__WHAT THIS TASK INVOLVES__
Look through the listing for the word "array". Copy each line that has it.

*** MATERIAL FOR THE TASK ***

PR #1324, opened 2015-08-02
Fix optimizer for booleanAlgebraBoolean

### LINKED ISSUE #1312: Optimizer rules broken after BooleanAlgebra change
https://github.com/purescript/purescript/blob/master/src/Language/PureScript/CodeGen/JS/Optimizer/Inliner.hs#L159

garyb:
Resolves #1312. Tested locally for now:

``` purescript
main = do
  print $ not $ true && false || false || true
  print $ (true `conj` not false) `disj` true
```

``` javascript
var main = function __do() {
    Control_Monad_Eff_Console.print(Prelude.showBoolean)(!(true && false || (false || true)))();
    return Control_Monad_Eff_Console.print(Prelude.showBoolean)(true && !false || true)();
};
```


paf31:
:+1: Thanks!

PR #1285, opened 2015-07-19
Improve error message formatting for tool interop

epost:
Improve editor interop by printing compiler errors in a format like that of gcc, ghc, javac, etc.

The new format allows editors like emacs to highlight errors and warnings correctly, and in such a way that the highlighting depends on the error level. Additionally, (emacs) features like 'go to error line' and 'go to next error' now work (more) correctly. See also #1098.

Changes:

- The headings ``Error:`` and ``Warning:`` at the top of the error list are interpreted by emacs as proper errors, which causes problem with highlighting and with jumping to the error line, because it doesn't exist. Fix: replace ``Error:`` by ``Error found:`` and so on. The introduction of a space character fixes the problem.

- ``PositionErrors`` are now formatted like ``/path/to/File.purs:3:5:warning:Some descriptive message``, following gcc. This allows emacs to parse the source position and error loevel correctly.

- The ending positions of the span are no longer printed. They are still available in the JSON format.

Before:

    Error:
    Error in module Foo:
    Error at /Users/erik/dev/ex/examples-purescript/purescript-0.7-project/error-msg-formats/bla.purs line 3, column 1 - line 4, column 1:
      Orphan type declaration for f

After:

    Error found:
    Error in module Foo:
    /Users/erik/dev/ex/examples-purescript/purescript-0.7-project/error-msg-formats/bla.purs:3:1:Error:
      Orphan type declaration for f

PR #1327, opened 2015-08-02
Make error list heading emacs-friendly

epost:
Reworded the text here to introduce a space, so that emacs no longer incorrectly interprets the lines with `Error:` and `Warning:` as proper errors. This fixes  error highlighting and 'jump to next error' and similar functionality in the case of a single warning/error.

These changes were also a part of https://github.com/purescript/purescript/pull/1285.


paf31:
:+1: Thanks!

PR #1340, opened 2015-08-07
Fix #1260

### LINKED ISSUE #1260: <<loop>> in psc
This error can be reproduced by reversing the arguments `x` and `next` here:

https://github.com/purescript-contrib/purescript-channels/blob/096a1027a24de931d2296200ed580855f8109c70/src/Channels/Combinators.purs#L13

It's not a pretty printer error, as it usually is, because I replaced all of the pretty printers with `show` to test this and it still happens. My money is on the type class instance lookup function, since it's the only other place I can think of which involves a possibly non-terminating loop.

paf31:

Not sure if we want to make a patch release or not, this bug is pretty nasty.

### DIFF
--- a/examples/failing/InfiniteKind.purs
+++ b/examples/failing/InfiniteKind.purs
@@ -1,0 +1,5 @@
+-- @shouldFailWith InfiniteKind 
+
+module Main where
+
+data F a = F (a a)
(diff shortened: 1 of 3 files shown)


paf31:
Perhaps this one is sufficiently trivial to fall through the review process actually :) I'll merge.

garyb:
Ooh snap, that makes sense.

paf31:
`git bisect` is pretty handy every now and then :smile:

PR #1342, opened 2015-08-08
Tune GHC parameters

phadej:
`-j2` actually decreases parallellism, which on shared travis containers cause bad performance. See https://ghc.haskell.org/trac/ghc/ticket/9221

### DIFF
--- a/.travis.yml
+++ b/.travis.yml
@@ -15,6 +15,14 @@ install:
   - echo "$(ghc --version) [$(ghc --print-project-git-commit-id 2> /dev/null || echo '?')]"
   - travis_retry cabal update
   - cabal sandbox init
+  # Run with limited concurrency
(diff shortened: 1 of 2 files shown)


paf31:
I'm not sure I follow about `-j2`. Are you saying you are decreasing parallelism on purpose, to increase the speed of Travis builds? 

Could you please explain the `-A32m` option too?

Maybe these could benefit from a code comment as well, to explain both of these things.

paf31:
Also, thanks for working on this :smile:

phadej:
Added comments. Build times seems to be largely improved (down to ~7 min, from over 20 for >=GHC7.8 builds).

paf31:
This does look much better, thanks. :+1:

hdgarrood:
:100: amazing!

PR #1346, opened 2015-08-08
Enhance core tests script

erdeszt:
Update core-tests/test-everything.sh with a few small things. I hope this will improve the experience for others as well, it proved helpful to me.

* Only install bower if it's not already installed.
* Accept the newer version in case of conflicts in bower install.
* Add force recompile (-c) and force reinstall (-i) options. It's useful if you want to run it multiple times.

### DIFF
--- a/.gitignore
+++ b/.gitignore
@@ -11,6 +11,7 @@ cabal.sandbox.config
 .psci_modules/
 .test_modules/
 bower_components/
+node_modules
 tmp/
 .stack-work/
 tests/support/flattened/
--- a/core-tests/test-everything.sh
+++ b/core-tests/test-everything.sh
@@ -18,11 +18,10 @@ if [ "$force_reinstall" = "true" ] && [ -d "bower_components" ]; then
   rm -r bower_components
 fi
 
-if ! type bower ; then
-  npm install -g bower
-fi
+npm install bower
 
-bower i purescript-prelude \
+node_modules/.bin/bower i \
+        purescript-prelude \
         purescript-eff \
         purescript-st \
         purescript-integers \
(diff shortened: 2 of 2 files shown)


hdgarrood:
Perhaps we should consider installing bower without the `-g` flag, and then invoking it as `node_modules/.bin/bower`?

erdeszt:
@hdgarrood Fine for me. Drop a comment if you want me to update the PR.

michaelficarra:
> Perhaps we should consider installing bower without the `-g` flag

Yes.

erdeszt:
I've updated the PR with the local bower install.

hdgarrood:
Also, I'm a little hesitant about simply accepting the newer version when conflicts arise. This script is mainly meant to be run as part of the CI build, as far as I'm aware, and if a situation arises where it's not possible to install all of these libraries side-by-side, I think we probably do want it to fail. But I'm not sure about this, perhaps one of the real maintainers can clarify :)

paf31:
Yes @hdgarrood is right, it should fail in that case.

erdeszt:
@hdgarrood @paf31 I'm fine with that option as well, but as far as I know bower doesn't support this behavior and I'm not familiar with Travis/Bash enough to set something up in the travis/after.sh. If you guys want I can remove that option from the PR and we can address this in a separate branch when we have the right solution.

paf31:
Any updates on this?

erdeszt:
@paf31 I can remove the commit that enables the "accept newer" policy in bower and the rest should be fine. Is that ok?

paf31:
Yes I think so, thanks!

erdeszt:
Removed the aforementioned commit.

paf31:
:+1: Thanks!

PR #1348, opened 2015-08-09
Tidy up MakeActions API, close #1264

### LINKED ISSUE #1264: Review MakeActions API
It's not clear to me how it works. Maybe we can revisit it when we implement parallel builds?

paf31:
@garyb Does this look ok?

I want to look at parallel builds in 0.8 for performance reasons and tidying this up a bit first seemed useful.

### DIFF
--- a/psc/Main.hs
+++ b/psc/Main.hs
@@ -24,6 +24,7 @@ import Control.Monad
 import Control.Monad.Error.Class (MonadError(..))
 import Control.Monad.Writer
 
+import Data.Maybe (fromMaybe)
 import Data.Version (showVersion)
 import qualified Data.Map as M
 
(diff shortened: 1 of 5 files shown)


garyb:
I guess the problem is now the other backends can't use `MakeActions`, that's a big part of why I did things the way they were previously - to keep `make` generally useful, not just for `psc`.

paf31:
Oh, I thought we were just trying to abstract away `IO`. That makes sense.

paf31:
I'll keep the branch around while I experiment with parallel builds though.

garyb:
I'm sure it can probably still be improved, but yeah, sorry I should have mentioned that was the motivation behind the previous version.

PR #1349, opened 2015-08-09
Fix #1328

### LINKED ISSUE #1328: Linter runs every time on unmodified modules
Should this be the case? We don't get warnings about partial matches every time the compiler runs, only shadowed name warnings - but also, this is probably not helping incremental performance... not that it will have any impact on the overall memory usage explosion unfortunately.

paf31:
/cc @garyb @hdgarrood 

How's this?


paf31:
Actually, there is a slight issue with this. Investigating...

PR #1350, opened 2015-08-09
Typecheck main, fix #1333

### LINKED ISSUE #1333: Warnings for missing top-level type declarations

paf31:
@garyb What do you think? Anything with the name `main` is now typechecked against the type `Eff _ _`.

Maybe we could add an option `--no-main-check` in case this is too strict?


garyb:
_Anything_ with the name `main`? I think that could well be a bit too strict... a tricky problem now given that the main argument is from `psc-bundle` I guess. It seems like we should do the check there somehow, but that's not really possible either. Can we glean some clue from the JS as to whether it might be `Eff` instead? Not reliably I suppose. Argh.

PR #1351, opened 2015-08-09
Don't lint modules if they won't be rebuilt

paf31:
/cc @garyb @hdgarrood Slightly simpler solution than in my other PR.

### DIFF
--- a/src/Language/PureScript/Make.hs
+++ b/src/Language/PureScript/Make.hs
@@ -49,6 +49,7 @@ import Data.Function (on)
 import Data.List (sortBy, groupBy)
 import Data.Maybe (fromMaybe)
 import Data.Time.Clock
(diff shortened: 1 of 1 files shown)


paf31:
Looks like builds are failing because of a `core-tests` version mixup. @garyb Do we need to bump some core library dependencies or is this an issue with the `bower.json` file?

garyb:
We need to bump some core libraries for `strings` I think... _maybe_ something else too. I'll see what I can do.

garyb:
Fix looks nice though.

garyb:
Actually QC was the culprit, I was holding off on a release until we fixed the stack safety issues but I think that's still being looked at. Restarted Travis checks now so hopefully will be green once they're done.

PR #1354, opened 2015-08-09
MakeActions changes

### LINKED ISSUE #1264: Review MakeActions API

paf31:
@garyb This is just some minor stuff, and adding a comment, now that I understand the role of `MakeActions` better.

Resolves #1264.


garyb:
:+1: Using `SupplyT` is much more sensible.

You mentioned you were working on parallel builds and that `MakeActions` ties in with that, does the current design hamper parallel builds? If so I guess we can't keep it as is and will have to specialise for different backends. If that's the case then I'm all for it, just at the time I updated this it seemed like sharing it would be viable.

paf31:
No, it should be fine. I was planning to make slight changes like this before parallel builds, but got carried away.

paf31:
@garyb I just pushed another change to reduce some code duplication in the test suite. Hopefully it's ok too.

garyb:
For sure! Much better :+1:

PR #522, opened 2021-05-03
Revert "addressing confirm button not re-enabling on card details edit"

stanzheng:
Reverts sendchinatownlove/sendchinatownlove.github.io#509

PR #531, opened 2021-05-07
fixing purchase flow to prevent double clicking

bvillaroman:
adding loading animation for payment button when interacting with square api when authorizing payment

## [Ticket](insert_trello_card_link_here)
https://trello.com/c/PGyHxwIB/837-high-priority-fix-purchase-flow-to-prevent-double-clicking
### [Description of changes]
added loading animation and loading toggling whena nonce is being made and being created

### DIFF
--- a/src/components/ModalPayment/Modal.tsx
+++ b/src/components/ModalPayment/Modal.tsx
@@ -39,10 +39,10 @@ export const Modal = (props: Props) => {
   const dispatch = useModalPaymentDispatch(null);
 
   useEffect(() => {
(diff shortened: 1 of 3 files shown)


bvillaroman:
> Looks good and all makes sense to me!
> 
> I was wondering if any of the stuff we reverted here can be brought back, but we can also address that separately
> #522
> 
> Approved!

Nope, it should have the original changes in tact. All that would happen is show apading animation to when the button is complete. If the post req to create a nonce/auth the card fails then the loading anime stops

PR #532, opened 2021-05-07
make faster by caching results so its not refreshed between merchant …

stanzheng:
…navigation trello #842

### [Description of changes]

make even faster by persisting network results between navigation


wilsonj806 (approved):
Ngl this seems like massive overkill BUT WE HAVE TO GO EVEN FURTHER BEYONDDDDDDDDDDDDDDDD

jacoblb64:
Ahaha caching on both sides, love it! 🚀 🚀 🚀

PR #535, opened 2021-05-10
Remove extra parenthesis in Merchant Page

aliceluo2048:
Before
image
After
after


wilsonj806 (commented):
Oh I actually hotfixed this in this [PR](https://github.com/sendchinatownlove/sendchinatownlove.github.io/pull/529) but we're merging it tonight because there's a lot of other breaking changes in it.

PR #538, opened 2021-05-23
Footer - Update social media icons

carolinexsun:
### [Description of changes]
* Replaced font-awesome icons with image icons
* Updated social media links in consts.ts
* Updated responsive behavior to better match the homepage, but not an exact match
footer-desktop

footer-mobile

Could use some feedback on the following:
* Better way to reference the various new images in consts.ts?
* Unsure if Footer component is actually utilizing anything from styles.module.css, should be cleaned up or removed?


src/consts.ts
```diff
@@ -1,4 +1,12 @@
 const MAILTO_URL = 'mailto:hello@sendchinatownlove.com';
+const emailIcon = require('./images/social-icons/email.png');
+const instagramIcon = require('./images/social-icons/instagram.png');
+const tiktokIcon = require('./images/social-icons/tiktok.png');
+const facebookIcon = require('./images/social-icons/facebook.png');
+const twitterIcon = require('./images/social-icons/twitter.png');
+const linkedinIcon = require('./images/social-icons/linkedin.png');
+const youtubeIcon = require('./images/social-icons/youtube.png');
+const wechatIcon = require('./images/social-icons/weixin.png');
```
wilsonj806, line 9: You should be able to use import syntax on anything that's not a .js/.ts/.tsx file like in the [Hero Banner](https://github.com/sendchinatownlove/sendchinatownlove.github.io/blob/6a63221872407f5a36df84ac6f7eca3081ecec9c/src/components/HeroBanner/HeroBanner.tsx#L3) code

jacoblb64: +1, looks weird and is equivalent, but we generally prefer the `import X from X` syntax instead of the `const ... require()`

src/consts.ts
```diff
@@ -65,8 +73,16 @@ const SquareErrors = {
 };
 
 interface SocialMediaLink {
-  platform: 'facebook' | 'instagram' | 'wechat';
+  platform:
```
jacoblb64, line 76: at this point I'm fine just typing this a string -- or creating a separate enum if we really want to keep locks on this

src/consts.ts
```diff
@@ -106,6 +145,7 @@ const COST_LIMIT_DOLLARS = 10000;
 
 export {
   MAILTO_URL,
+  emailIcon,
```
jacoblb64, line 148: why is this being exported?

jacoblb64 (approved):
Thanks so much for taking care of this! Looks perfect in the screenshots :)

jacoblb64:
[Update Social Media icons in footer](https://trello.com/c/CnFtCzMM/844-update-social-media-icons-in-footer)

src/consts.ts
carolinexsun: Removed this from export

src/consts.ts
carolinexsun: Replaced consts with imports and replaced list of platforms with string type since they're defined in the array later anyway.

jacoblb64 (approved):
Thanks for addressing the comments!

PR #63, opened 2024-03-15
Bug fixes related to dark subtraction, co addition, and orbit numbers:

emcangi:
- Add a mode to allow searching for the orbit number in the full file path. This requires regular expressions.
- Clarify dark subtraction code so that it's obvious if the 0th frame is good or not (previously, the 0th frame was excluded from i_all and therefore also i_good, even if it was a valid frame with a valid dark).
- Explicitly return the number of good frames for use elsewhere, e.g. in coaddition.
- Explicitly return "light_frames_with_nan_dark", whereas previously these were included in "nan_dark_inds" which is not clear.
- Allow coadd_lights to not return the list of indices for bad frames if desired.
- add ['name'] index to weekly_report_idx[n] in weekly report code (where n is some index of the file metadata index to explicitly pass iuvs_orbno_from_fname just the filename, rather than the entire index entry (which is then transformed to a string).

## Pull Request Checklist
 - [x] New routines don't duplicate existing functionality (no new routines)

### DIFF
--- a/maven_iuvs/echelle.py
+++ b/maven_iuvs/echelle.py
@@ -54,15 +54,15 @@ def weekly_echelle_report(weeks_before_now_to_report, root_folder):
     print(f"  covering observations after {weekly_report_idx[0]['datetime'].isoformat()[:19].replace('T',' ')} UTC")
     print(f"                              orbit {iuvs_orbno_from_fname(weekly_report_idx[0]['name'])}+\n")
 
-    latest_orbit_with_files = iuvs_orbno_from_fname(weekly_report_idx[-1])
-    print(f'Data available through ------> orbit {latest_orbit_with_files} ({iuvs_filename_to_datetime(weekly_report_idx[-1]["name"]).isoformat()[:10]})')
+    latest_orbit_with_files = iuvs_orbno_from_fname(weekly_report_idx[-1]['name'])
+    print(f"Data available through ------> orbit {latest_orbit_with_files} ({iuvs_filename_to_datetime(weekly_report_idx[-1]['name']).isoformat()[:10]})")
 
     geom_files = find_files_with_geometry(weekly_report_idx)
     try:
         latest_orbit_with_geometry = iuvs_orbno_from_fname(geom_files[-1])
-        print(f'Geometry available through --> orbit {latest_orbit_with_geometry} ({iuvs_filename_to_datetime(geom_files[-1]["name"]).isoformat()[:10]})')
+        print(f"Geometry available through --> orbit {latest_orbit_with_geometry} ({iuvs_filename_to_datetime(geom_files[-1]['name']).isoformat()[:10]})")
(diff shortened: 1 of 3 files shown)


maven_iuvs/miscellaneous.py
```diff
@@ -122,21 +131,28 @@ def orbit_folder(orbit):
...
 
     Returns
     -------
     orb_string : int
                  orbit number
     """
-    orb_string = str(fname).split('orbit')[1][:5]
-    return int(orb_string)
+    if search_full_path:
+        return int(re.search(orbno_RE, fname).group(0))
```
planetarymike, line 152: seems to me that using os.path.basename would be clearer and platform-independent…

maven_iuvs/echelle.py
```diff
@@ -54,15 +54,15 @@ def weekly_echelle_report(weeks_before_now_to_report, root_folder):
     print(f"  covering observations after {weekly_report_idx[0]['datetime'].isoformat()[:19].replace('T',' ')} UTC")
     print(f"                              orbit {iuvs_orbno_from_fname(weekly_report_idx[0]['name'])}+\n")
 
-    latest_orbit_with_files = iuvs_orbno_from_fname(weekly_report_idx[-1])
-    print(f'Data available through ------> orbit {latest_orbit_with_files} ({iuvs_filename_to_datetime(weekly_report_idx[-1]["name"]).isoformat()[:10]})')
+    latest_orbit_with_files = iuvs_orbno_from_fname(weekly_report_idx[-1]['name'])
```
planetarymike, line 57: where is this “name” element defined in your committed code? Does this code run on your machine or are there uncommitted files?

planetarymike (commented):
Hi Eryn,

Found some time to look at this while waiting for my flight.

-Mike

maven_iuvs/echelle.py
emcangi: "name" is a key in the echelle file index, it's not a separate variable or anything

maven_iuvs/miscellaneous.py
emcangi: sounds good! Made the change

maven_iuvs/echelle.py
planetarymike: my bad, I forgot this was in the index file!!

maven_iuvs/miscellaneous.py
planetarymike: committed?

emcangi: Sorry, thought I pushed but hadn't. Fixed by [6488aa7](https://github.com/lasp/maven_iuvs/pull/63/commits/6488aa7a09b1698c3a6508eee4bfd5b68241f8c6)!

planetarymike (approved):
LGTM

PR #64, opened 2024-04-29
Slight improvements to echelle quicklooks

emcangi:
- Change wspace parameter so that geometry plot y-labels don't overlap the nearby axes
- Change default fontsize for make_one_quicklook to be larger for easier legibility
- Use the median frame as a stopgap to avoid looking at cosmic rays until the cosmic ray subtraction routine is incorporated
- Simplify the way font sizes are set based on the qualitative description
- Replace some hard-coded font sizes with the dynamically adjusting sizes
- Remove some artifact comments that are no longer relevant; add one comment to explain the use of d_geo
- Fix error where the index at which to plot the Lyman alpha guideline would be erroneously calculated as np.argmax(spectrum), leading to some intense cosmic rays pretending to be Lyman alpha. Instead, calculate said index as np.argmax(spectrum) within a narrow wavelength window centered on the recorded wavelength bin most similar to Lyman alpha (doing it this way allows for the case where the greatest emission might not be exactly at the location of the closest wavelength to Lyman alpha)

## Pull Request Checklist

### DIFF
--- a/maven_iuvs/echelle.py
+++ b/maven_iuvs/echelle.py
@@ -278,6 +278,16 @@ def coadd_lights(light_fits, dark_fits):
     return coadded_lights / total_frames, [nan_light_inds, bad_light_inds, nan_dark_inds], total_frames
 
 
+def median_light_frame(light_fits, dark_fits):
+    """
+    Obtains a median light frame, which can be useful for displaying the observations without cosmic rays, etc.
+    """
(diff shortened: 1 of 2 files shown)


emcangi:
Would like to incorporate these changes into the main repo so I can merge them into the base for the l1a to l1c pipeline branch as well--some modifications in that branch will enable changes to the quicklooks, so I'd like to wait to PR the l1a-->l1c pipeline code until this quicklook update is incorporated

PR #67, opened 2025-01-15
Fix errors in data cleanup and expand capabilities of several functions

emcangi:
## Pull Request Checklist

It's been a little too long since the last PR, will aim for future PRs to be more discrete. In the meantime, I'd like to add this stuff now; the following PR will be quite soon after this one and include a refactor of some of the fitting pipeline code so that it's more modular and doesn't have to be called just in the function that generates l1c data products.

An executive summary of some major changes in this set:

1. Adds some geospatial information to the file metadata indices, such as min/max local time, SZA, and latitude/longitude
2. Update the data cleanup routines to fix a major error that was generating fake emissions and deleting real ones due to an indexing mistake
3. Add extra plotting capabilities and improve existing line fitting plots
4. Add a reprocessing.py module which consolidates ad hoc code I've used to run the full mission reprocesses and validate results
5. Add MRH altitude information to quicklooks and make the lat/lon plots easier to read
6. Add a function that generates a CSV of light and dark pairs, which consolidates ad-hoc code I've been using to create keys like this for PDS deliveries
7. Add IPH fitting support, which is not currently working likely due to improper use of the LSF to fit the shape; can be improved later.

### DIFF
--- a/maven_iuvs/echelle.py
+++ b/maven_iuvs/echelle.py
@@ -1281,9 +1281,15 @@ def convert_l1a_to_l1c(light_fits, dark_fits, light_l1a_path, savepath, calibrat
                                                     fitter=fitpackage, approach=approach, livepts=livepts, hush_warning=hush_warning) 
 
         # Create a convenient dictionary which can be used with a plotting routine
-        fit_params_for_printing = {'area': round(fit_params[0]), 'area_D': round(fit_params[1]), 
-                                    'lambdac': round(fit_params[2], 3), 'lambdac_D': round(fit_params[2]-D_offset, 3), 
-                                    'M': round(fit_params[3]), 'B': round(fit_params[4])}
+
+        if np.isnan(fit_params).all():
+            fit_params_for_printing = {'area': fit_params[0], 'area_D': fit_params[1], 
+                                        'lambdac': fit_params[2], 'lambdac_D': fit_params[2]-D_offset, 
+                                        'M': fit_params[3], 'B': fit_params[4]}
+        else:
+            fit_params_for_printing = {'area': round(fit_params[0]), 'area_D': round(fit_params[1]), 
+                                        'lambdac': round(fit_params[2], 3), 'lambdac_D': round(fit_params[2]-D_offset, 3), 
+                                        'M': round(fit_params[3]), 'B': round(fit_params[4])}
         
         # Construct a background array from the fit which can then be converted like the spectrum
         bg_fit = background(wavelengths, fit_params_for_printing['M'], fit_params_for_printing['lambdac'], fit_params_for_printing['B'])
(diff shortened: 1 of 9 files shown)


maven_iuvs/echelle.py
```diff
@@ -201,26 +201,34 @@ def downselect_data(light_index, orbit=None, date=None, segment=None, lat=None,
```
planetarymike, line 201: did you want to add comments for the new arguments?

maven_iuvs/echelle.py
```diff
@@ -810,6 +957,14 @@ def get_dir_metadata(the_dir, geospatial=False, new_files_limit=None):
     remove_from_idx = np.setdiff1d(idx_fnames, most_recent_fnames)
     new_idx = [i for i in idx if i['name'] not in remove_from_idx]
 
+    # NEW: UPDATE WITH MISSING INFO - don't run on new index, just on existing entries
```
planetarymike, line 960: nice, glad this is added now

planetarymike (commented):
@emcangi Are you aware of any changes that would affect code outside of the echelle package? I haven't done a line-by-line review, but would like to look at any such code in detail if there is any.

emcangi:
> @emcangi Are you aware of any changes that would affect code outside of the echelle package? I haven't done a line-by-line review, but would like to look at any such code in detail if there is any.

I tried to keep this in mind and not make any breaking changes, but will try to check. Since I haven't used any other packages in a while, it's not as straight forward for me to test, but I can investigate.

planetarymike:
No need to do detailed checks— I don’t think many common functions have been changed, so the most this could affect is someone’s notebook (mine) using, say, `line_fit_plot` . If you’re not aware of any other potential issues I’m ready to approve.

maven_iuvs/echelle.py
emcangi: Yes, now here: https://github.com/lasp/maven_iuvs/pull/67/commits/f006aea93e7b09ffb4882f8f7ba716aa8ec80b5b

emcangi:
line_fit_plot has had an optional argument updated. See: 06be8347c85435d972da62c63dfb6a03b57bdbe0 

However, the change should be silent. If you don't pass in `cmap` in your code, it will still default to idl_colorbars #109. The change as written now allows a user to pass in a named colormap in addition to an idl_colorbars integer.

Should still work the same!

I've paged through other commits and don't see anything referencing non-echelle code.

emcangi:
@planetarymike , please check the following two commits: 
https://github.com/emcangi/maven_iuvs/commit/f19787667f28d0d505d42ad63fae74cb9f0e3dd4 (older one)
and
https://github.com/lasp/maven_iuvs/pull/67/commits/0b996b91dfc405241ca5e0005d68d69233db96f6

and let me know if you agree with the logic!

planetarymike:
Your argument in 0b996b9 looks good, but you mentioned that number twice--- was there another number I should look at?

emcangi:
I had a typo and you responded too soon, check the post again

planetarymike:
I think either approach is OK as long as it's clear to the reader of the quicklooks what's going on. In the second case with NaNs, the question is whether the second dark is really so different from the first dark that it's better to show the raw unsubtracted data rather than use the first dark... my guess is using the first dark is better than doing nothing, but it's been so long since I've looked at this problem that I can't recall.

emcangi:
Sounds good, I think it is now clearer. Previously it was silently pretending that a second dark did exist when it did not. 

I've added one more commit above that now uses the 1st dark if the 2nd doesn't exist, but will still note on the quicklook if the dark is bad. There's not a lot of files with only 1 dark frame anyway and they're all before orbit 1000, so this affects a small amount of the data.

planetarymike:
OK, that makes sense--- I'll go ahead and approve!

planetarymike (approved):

***

__ANSWER SECTION__
carolinexsun: Replaced consts with imports and replaced list of platforms with string type since they're defined in the array later anyway.
         # Construct a background array from the fit which can then be converted like the spectrum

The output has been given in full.